Una buona percentuale delle patologie più diffuse, come per esempio il diabete di tipo 2 e molti tumori, potrebbero essere evitate adottando uno stile di vita sano e riducendo i comportamenti a rischio, primi fra tutti il fumo e l’assunzione di alcol”.

In tal senso, suggerisce due soluzioni concrete: tassare più pesantemente il tabacco, destinare i ricavi alla sanità e incentivare abitudini sane come una dieta equilibrata, un’attività fisica regolare e un numero adeguato di ore di sonno. Nello specifico, l’alimentazione deve essere varia ma limitata, perché una riduzione calorica favorisce la longevità, e l’attività fisica deve durare almeno 150-300 minuti a settimana per produrre effetti tangibili sulla salute cardiovascolare. È anche fondamentale mantenere il cervello attivo, a tutte le età, per proteggere la propria salute mentale:

Non stimolare adeguatamente il cervello è uno degli errori peggiori che uno possa fare” ha affermato, “perché in assenza di stimoli esso lentamente perde le sue capacità e questo favorisce lo sviluppo di demenze”.

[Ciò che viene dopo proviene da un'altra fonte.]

PR #584, opened 2025-10-27
[tx] Make token weights optional

pcmoritz:
If the token weights are not provided by the user, they will be filled in to all be 1.0. Also fixes the predicted tokens and token weights in the test (doesn't impact the test, but it is good to fix it).

This is needed for https://github.com/NovaSky-AI/SkyRL/issues/535

### DIFF
--- a/skyrl-tx/tests/utils/test_generator.py
+++ b/skyrl-tx/tests/utils/test_generator.py
@@ -1,0 +1,89 @@
+from types import SimpleNamespace
+
+import jax.numpy as jnp
+from tx.tinker.types import SamplingParams
+from tx.utils.generator import GenerateOutput, GeneratorMixin, KVCache
+
+
+class DummyModel(GeneratorMixin):
+    def __init__(self, vocab_size: int = 16):
+        self.vocab_size = vocab_size
+
+    def __call__(self, input_ids, attention_mask=None, positions=None, kv_cache=None, adapter_indices=None):
+        """Simple dummy model for testing generator behavior."""
+        batch_size, seq_len = input_ids.shape
+        base = jnp.arange(self.vocab_size, dtype=jnp.float32)
+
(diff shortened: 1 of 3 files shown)


skyrl-tx/tests/tinker/test_api.py
```diff
@@ -64,40 +83,12 @@ def test_training_workflow(service_client):
...
-
-        # Target tokens are shifted by 1
-        target_tokens = all_tokens[1:] + [tokenizer.eos_token_id]
-
-        # Create Datum
-        datum = types.Datum(
-            model_input=types.ModelInput.from_ints(all_tokens[:-1]),
-            loss_fn_inputs={
-                "weights": weights[:-1],
-                "target_tokens": target_tokens[:-1],
```
pcmoritz, line 96: This was actually wrong before, since the eos token is removed by the slicing

skyrl-tx/tests/tinker/test_api.py
```diff
@@ -64,40 +83,12 @@ def test_training_workflow(service_client):
...
-            weights = [0.0] * len(prompt_tokens) + [1.0] * len(completion_tokens)
-
-        # Target tokens are shifted by 1
-        target_tokens = all_tokens[1:] + [tokenizer.eos_token_id]
-
-        # Create Datum
-        datum = types.Datum(
-            model_input=types.ModelInput.from_ints(all_tokens[:-1]),
-            loss_fn_inputs={
-                "weights": weights[:-1],
```
pcmoritz, line 95: This was wrong before, consider e.g. `a=1` where `1` is the target, then `weights = (0, 0, 1)`, but we actually want `weights = (0, 1, 1)` weight 0 for the matching of `a` to `=`, weight 1 for the matching of `=` to `1` and weight 1 for the matching of `1` to `<eos>`.

PR #585, opened 2025-10-27
[skyrl-train] Add example for on-policy distillation

erictang000:
# Overview
Adds an example of extending the `RayPPOTrainer` to do on policy distillation by providing a custom `apply_reward_kl_penalty` function, a pass through advantage estimator, and using the `importance_sampling` loss function as detailed in the [thinky blog](https://tinker-docs.thinkingmachines.ai/losses#policy-gradient-importance_sampling).

### distilling rl trained qwen3-4b-base (dapo recipe) back into qwen3-4b-base
image

### DIFF
--- a/skyrl-train/examples/on_policy_distillation/README.md
+++ b/skyrl-train/examples/on_policy_distillation/README.md
@@ -6,19 +6,19 @@ This folder contains scripts for running On-Policy Distillation on SkyRL.
   <img src="https://github.com/user-attachments/assets/255c46bd-f443-4f36-b8fc-9546c3a01cf1" width="45%" />
 </p>
 
-On-Policy Distillation is a technique recently highlighted by [Thinking Machines](https://thinkingmachines.ai/blog/on-policy-distillation), which combines the benefits of on-policy RL style training, with the dense reward signal of distillation. The main idea is to collect on-policy samples from a student model, use a teacher to grade each token from the student samples, update the student policy accordingly, and repeat. On-Policy distillation has previously been shown to be a more compute efficient approach than RL for efficiently post-training models ([Agarwal et al](https://arxiv.org/abs/2306.13649), [Gu et al](https://arxiv.org/abs/2306.08543), [Qwen3 team](https://arxiv.org/abs/2505.09388).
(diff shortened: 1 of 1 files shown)


skyrl-train/retry.sh
SumanthRH, line 1: Remove?

skyrl-train/examples/on_policy_distillation/run_on_policy_distill_math.sh
```diff
@@ -0,0 +1,78 @@
...
+  trainer.eval_interval=5 \
+  trainer.update_epochs_per_batch=1 \
+  trainer.train_batch_size=1024 \
+  trainer.policy_mini_batch_size=256 \
+  trainer.micro_forward_batch_size_per_gpu=2 \
+  trainer.micro_train_batch_size_per_gpu=1 \
+  trainer.ckpt_interval=10 \
+  trainer.max_prompt_length=2048 \
+  generator.sampling_params.max_generate_length=8192 \
+  trainer.policy.optimizer_config.lr=1.0e-6 \
```
SumanthRH: Thinky loss function uses a plain`.sum()` and doesn't normalize by sequence length. We normalize by max sequence length. Should the LR change? https://tinker-docs.thinkingmachines.ai/losses#policy-gradient-importance_sampling .

skyrl-train/retry.sh
erictang000: yes will do

skyrl-train/examples/on_policy_distillation/run_on_policy_distill_math.sh
erictang000: hmm yeah you're right i guess it makes sense to not have to normalize by sequence length for per token rewards as well. So the code should be:

```python
torch.mean(torch.sum(loss * loss_mask, dim=-1))
```

erictang000: couldn't find details on learning rate in their post, I assume they kept it constant relative to the pure RL runs

erictang000: jk: 5e-5 was used: https://github.com/thinking-machines-lab/tinker-cookbook/tree/main/tinker_cookbook/recipes/distillation#on-policy-distillation

SumanthRH: Resolved offline. Seems like they implicitly normalize by max tokens somewhere because a plain sum doesn't make much sense with this LR

skyrl-train/examples/on_policy_distillation/run_on_policy_distill_math.sh
```diff
@@ -0,0 +1,103 @@
+set -x
+
+# Running on policy distillation for Math on GSM8K
+# Uses Qwen-3-1.7B-Base as the student model and an RL trained Qwen-3-4B as the teacher model
```
tyler-griggs: I believe this example is not using 1.7B, right?

PR #591, opened 2025-10-29
[tx] Got the RL Loop working!

Guido1Alessandro1Trevisan:
I got the rl_loop.py loop working from the tinker cookbook!

Main fix:
The checkpoint_type field should also be a primary key, since the loop generates checkpoints with the same ID for both the sampler and the training runs.

In the API, weights are optional and are automatically padded if they are not provided before being passed to the model.


Guido1Alessandro1Trevisan:
noticed that the weights issue was already dealt with! What would be best a fallback logic in case the checkpoint already or three primary keys? I went with the latter

pcmoritz (approved):
Awesome, thank a lot for fixing this! I updated the checkpoint type for archive to be "sampler", since you can only create checkpoint archives for samplers (this is already covered by the test_api.py test fortunately).

PR #594, opened 2025-10-29
[tx] Support micro batching sample requests 

tyler-griggs:
To support arbitrarily large batches in the sample requests, we add support for specifying a max batch size supported by the engine based on memory limits. 

This is currently implemented as sequential "micro" batches, but will be updated to continuous batching.

### DIFF
--- a/skyrl-tx/tx/tinker/config.py
+++ b/skyrl-tx/tx/tinker/config.py
@@ -24,11 +24,11 @@ class EngineConfig(BaseModel):
     tensor_parallel_size: int = Field(default=1, description="Tensor parallelism degree to use for the model")
     train_micro_batch_size: int = Field(
         default=0,
-        description="Micro-batch size in sequences for gradient accumulation; 0 means disabled (use full batch)",
+        description="Micro-batch size (measured in number of sequences) for gradient accumulation; 0 means disabled (use full batch)",
     )
     sample_max_num_sequences: int = Field(
         default=0,
-        description="Maximum batch size in sequences for sampling/generation; 0 means disabled (use full batch)",
+        description="Maximum batch size (measured in number of sequences) for sampling/generation; 0 means disabled (use full batch)",
     )
     enforce_eager: bool = Field(default=False, description="Disable JAX JIT compilation")
     shard_attention_heads: bool = Field(


skyrl-tx/tx/tinker/config.py
```diff
@@ -26,6 +26,10 @@ class EngineConfig(BaseModel):
         default=0,
         description="Micro-batch size for gradient accumulation; 0 means disabled (use full batch)",
     )
+    sample_micro_batch_size: int = Field(
```
pcmoritz: This is good, would it also make sense to rename the current `micro_batch_size` to `train_micro_batch_size` so it is very clear which micro batch size is which?

skyrl-tx/tx/tinker/engine.py
```diff
@@ -579,25 +579,41 @@ def process_sample_batch(
...
+
+                result = model.generate(
+                    input_ids,
+                    attention_mask,
+                    sampling_params=sampling_params,
+                    adapter_indices=adapter_indices,
+                )
+                all_sequences.extend(
+                    types.GeneratedSequence(stop_reason=sr, tokens=toks, logprobs=lps)
+                    for sr, toks, lps in zip(result.stop_reasons, result.generated_ids, result.logprobs)
```
pcmoritz: Let's be slightly less cryptic here and keep `stop_reason, tokens, logprob`?

skyrl-tx/tests/tinker/test_engine.py
```diff
@@ -301,3 +301,65 @@ def test_gradient_checkpointing():
...
+        return types.SampleInput(
+            base_model=BASE_MODEL,  # Sample from base model (no LoRA)
+            prompt=types.ModelInput(chunks=[types.ModelInputChunk(tokens=tokens)]),
+            sampling_params=sampling_params,
+            num_samples=1,
+            checkpoint_id="",  # Empty for base model sampling
+        )
+
+    # Build a batch of 5 sample requests
+    reqs = [(FutureStub(rid), "", make_sample_input(tokens)) for rid, tokens in enumerate(prompts, start=1)]
```
pcmoritz: how about we use `request_id` instead of rid, since everywhere we call it `request_id` :)

skyrl-tx/tests/tinker/test_engine.py
```diff
@@ -301,3 +301,65 @@ def test_gradient_checkpointing():
...
+
+    # Process sample requests.
+    results = engine.process_sample_batch(reqs)
+
+    # Verify results
+    assert len(results) == len(prompts), f"Expected {len(prompts)} results, got {len(results)}"
+    for rid in range(1, len(prompts) + 1):
```
pcmoritz: Same as above

skyrl-tx/tests/tinker/test_engine.py
pcmoritz: Also, curious why you have it start at 1. It also makes the loop below slightly awkward, maybe just let it start at 0?

skyrl-tx/tests/tinker/test_engine.py
```diff
@@ -301,3 +301,65 @@ def test_gradient_checkpointing():
...
+        result = results[rid]
+
+        assert len(result.sequences) == 1, f"Request {rid}: expected 1 sequence, got {len(result.sequences)}"
+        seq = result.sequences[0]
+        tokens = seq.tokens if isinstance(seq.tokens, list) else seq.tokens.tolist()
```
pcmoritz: I think seq.tokens is always a list, right? So we can get rid of this

skyrl-tx/tx/tinker/engine.py
tyler-griggs: Yes, I need to keep claude on a shorter leash with variable naming :D

skyrl-tx/tests/tinker/test_engine.py
tyler-griggs: Ah I hit a weird error that I thought was related to request_id==0 being invalid, but this was not the root cause and forgot to revert this change. Updated!

skyrl-tx/tx/tinker/config.py
tyler-griggs: Naming updated after offline chat!

skyrl-tx/tx/tinker/config.py
```diff
@@ -22,9 +22,13 @@ class EngineConfig(BaseModel):
     max_lora_adapters: int = Field(default=32, description="Maximum number of LoRA adapters")
     max_lora_rank: int = Field(default=32, description="Maximum LoRA rank")
     tensor_parallel_size: int = Field(default=1, description="Tensor parallelism degree to use for the model")
-    micro_batch_size: int = Field(
+    train_micro_batch_size: int = Field(
         default=0,
-        description="Micro-batch size for gradient accumulation; 0 means disabled (use full batch)",
+        description="Micro-batch size in sequences for gradient accumulation; 0 means disabled (use full batch)",
```
pcmoritz: to make it clear, maybe `(measured in number of sequences)` instead of `in sequences`? Same comment for the other doc string below :)

Issue #598, opened 2025-10-30
[tx] Connecting to external Postgres Database bug


atemaguer:
The current external database support implementation contains a bug where the database URL password is being masked, leading to authentication problems when connecting to the database.

pcmoritz:
This should now be fixed through https://github.com/NovaSky-AI/SkyRL/pull/600 :)

Issue #439, opened 2025-10-09
[tx] Standardize the configuration options


pcmoritz:
We are starting to have configuration options like the checkpoints base directory (and also things like max lora rank etc). It would be great to have a standardized way to configure these so in the future people will be adding them in the same way. Some options are:

- Using environment variables
- Using a configuration file (e.g. toml which is part of the python standard library now)
- Store the configs in a table in the database

It is worth thinking about this and seeing how other projects of similar nature handle this.

pcmoritz:
A little bit of progress on this has been made in https://github.com/NovaSky-AI/SkyRL/pull/464, but there is still lots of room for improvement here :)

Guido1Alessandro1Trevisan:
I would use environment variables. vllm uses them and they’re convenient when working with containers like docker. Let me know though what you think and what configs should be implemented.

PR #600, opened 2025-10-30
[tx] Postgres Database Connection Bug Fix

atemaguer:
This PR fixes this issue: #598

### DIFF
--- a/skyrl-tx/tx/tinker/db_models.py
+++ b/skyrl-tx/tx/tinker/db_models.py
@@ -25,14 +25,16 @@ def get_async_database_url(db_url: str) -> str:
 
     match parsed_url.get_backend_name():
         case "sqlite":
-            return parsed_url.set(drivername="sqlite+aiosqlite").render_as_string(hide_password=False)
+            async_url = parsed_url.set(drivername="sqlite+aiosqlite")
         case "postgresql":
-            return parsed_url.set(drivername="postgresql+asyncpg").render_as_string(hide_password=False)
+            async_url = parsed_url.set(drivername="postgresql+asyncpg")
         case _ if "+" in parsed_url.drivername:
             # Already has an async driver specified, keep it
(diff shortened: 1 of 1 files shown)


atemaguer:
@pcmoritz, It seems I hadn't extensively tested the implementation that introduced Postgres support. This PR fixes a bug in that implementation. Now  external database support with Postgres should work correctly

skyrl-tx/tx/tinker/api.py
```diff
@@ -37,13 +37,17 @@ async def lifespan(app: FastAPI):
...
+        echo=False,
+    )
 
     async with app.state.db_engine.begin() as conn:
         await conn.run_sync(SQLModel.metadata.create_all)
 
     # Build subprocess command with engine config parameters
-    cmd = ["uv", "run", "--extra", "tinker", "-m", "tx.tinker.engine"]
+    # Use --env-file to ensure the engine subprocess loads .env file
+    cmd = ["uv", "run", "--env-file", ".env", "--extra", "tinker", "-m", "tx.tinker.engine"]
```
pcmoritz: I've been thinking about this a little bit more, it would be good not to hard code an explicit .env. Instead I'm thinking about this:

Introduce a new `json_schema_extra` option in EngineConfig, named "env_var", and if it is set, the order of initialization will be `explicitly specified arg` > `take value from env variable` > `use default`, this way the db config will just be passed from the api pod to the engine via the config mechanism, and the user can specify the .env file when they start the api server. It will also unify the config handling and make it consistent for all the options.

This also makes some progress on https://github.com/NovaSky-AI/SkyRL/issues/439 and will allow us to easily support more environment variables going forward (and have a standardized handling for them)

Let me know what you think! I can make a quick PR for this and then port your PR over to the new scheme :)

pcmoritz (approved):
Thanks a lot for fixing this!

La lotta per una nuova cultura della salute

I medici di medicina generale, grazie al rapporto diretto che possono instaurare con i pazienti, hanno un ruolo fondamentale nel cambiamento. Sono loro, secondo Garattini, i primi a dover promuovere una cultura della prevenzione, anche e soprattutto agendo su sé stessi, in modo da poter rappresentare un buon esempio per i pazienti. Devono inoltre impegnarsi a raccogliere informazioni da fonti indipendenti e non farsi influenzare dalle pressioni del mercato. L’auspicio del fondatore del “Mario Negri”, in questo caso, è una riorganizzazione del sistema sanitario che preveda case di comunità, dove più medici lavorino insieme per garantire assistenza continua, sgravando il pronto soccorso e assicurando un servizio sanitario più efficiente.

In ultima analisi, sostiene Garattini, occorre promuovere una medicina che si ponga come obiettivo la promozione del benessere collettivo. Per farlo, occorre partire dall’educazione alla salute nelle scuole, perché tale inversione di tendenza può avvenire solo se ognuno è disposto a fare la propria parte.

La genetica – ha detto – non è una condanna, perché cambiare le nostre abitudini può fare la differenza. Certo, ci vuole del tempo, ma se non cominciamo non arriveremo mai”.